Monday, June 3, 2013

Women's Views on News

Women's Views on News


New X-men team is all women

Posted: 02 Jun 2013 09:15 AM PDT

image
A new page for women in comics, as the X-Men features an all-women team?
There is something slightly different about the latest X-men issue to hit the stands: all the X-men are women.

X-men #1 features Rogue, Storm, Jubilee, Kitty Pryde, Psylocke and Rachel Grey as they fight off an alien invasion and a feud between twins that has spanned millenia. It is the first time the X-men team has consisted solely of women.

Despite having stong female characters, there has been a lack of female-led comic titles in the Marvel Universe. In 2011, Wolverine’s clone X-23 had her series cancelled. At the time, it was Marvel’s only female-led solo title.

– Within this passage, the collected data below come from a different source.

PR #1196, opened 2022-04-21
fix: Introduce registry for EndpointDataReferenceTransformer

### LINKED ISSUE #1181: `EndpointDataReferenceTransformer` might be injected before it is overwritten
# Bug Report

## Describe the Bug
In current implementation, a default `EndpointDataReferenceTransformer` is register within `CoreServicesExtension`. This default implementation returned the `EndpointDataReference` without any modification. This default transformer can then be overwritten by another extension (see `data-plane-transfer` example for an example). 

However, depending on the order in which Extensions are initialized, it is possible that the default `EndpointDataReferenceTransformer` is injected before it is overridden by a dedicated extension. This might leads to situation in which the `EndpointDataReference` is returned as it went while we expect a transformation.

### Expected Behavior
If a `EndpointDataReferenceTransformer` implementation is registered, then it should be apply regardless of the extension initialization order. 

### Observed Behavior
Depending on the extension initialization order, expected transformation might not be applied.

## Possible Implementation
A registry pattern should be preferred for the `EndpointDataReferenceTransformer`, in the same way it is done for the `EndpointDataReferenceReceiver`. This approach offers the advantage that the transformation logic is dynamically determined (i.e. not at extension initialization time), which makes it independent from the extension initialization order.

bscholtes1A:
## What this PR changes/adds

This PR introduces the registry pattern for `EndpointDataReferenceTransformer`, in the same it is done for `EndpointDataReferenceReceiverRegistry`.

## Why it does that

When performing end-to-end testing it was observed that, depending on the injection order of the extensions, the `DefaultEndpointDataReferenceTransformer` (which does nothing) instantiated in `CoreServicesExtension` can be injected before it is actually overriden. 

This might lead to some situation wherein we expect a transformation operation to be performed on the `EndpointDataReference`, while actually nothin is done.

## Linked Issue(s)

Closes #1181.

## Checklist


data-protocols/ids/ids-api-multipart-endpoint-v1/src/main/java/org/eclipse/dataspaceconnector/ids/api/multipart/handler/EndpointDataReferenceHandler.java
```diff
@@ -70,24 +69,15 @@ public boolean canHandle(@NotNull MultipartRequest multipartRequest) {
...
-                .collect(asyncAllOf())
-                .thenApply(results -> results.stream()
-                        .filter(Result::failed)
-                        .findFirst()
-                        .map(failed -> Result.failure(failed.getFailureMessages()))
-                        .orElse(Result.success("Successful operation")))
-                .exceptionally(throwable -> Result.failure("Unhandled exception raised when transferring data: " + throwable.getMessage()))
-                .join();
 
+        var receiveResult = receiverRegistry.receiveAll(transformedEdr).join();
```
ndr-brt, line 80: Not for this PR but we should make this thing async to avoid blocking threads

ndr-brt (approved):
neat

PR #1200, opened 2022-04-22
Improvement: REST API strict body checking

### LINKED ISSUE #1128: Story: add strict body validation for REST APIs
# Feature Request

This story deals with two things actually:
- [ ] validate the request body using Jax-RS `@Valid` annotations and constraints
- [ ] disallow unrecognized JSON properties.

REST APIs/endpoints

While the first item serves mostly serves to fail fast when invalid request bodies are supplied, the second one could actually be a security feature (overloading an endpoint with very large JSON).

## Solution Proposal
ad 1) use the Jax-RS `@Valid` annotation plus the corresponding constraint annotations (e.g. `@NotNull`,...)
ad 2) use an `ObjectMapper` that sets the `FAIL_ON_UNKNOWN_PROPERTIES` flag to true: 
```java
objectMapper.configure(DeserializationFeature.FAIL_ON_UNKNOWN_PROPERTIES, false);
```
_Note that this MUST ONLY be set for REST APIs, possibly that means generating/duplicating the `ObjectMapper` specifically for that purpose_

## Type of Issue
Improvement

relates to #1111 

## Checklist

paullatzelsperger:
## What this PR changes/adds

This PR introduces DTO/body validation for public facing REST APIs using `jakarta.validation` annotations.

## Why it does that

To provide a transparent and easy way to validate request bodies.

## Further notes

- n/a
 
## Linked Issue(s)

Closes #1128 

## Checklist


extensions/api/data-management/asset/src/main/java/org/eclipse/dataspaceconnector/api/datamanagement/asset/AssetApi.java
```diff
@@ -26,7 +27,7 @@
 @Tag(name = "Asset")
 public interface AssetApi {
 
-    void createAsset(AssetEntryDto assetEntryDto);
+    void createAsset(@Valid AssetEntryDto assetEntryDto);
```
ndr-brt, line 30: jakarta annotations should be defined only on implementations, leaving only swagger ones on the interfaces.

extensions/api/data-management/contractnegotiation/src/main/java/org/eclipse/dataspaceconnector/api/datamanagement/contractnegotiation/model/NegotiationInitiateRequestDto.java
```diff
@@ -70,7 +73,7 @@ public Builder connectorId(String connectorId) {
             return this;
         }
 
-        public Builder offerId(ContractOfferDescription offerId) {
+        public Builder offer(ContractOfferDescription offerId) {
```
ndr-brt, line 76: Also the parameter could be called `offer`

extensions/api/data-management/transferprocess/src/main/java/org/eclipse/dataspaceconnector/api/datamanagement/transferprocess/TransferProcessApiController.java
```diff
@@ -133,7 +134,7 @@ public void deprovisionTransferProcess(@PathParam("id") String id) {
     @Consumes({ MediaType.APPLICATION_JSON })
     @Produces({ MediaType.TEXT_PLAIN })
     @Override
-    public String initiateTransfer(TransferRequestDto transferRequest) {
+    public String initiateTransfer(@Valid TransferRequestDto transferRequest) {
         if (!isValid(transferRequest)) {
```
ndr-brt, line 138: this validation could be done with the jakarta validation as well

ndr-brt (commented):
What about introducting also an object that contains all the `QuerySpec` values and add validations on that too? (through `@BeanParam`)

extensions/api/data-management/asset/src/main/java/org/eclipse/dataspaceconnector/api/datamanagement/asset/AssetApi.java
paullatzelsperger: unfortunately that won't work, as the validator will then raise an exception: 
```java
HV000151: A method overriding another method must not redefine the parameter constraint configuration, but method <XYZ> redefines the configuration of <XYZ>
```
so we're stuck with leaving it there, i'm afraid.

extensions/api/data-management/transferprocess/src/main/java/org/eclipse/dataspaceconnector/api/datamanagement/transferprocess/TransferProcessApiController.java
paullatzelsperger: should be implicitly done, removed `isValid`

extensions/api/data-management/contractnegotiation/src/test/java/org/eclipse/dataspaceconnector/api/datamanagement/contractnegotiation/model/ContractOfferDescriptionValidationTest.java
```diff
@@ -0,0 +1,69 @@
...
+
+    @BeforeEach
+    void setUp() {
+        try (ValidatorFactory factory = Validation.buildDefaultValidatorFactory()) {
+            validator = factory.getValidator();
+        }
+    }
+
+    @ParameterizedTest
+    @MethodSource(value = "provideInvalidProperties")
```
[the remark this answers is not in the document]
paullatzelsperger: > What about introducing also an object that contains all the `QuerySpec` values and add validations on that too? (through `@BeanParam`)

didn't know about this - seems like a nice and elegant way to group request parameters +`

paullatzelsperger:
@ndr-brt 
> What about introducing also an object that contains all the QuerySpec values and add validations on that too? (through @BeanParam)

didn't know about this TBH, seems like a clean way to supply request params. will adapt +1

ndr-brt:
> > What about introducing also an object that contains all the QuerySpec values and add validations on that too? (through @BeanParam)
> 
> didn't know about this TBH, seems like a clean way to supply request params. ~will adapt +1~
>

Jump two years and things have certainly improved, with five female-led comics: Captain Marvel, Red She-Hulk, Journey into Mystery, Fearless Defenders and of course X-Men. Unfortunately, due to low sales Red She-Hulk has been cancelled, with the final issue appearing in July 2013.

When it comes to women and comics, part of the issue lies not only in a lack of female characters, but in the way they are depicted.

With inhuman body proportions, very revealing costumes and posing in uncomfortable and hypersexualised poses, female superheroes have not always spoken to women.

Although this new X-men line-up is a welcome move to showcase more female characters, not all fans were pleased when Marvel announced the new series.

Some of the responses from existing fans when Marvel announced the new series were disappointingly predictable.

Jeanine Schaefer, editor of the series, said in an interview with the Mary Sue that she could have created a set of pre-printed set of bingo for the comments: “pandering”, or even “countdown to adding men to the line-up”.

Brian Wood, writer of X-men, tweeted about some of the letters he had received about the series, letters which called the female crew ‘reverse sexism’ or argued that male characters would improve the book.

However, these reactions don’t reflect the response the issue has received since its release.

Kelly Thompson from Comic Book Resources gave the issue five stars out of five, saying that ‘Teeming with powerful, fascinating characters, enticing action, a smart villain, high stakes and stunning visuals, “X-Men” #1 is on the short list for best superhero book of the year’.

A poll saw almost half of respondents give the issue five stars out of five.

Perhaps part of the success of this issue lies in the fact that although the all-women team signals a departure from the norm, they have not been relegated to a special edition one-off or spin-off. They simply happen to be the protagonists in the new X-men series.

When it comes to how this series was launched, it is clear that it was a natural progression rather than a shoe-horned exercise.

Brian Wood, writer of the series, had as his last X-men team a predominantly female team, with one male character, Colossus.

After seeing how well that team worked, Jeanine Schaefer asked Brian whether they could try an all-female team. As she explains in an interview, he loved the idea and ‘had about 75 ideas for stories he wanted to tell and characters he wanted to play with’.

With the X-men and its wealth of complex female characters, an all woman team could be created without their gender becoming the focus, or becoming a particular ‘thing’, because ‘they’re all X-men’.

The focus is very much on the X-men being about what they have always been about.

As Schaefer stated, ‘Saving the world, punching villains, romance, it's everything you'd expect to find in any X-Men comic’.

Many people have asked why this series, featuring isn’t called X-Women rather than X-men. It’s very simple, tweeted Brian Wood, ‘They’re classic X-men, they haven’t been anything but’.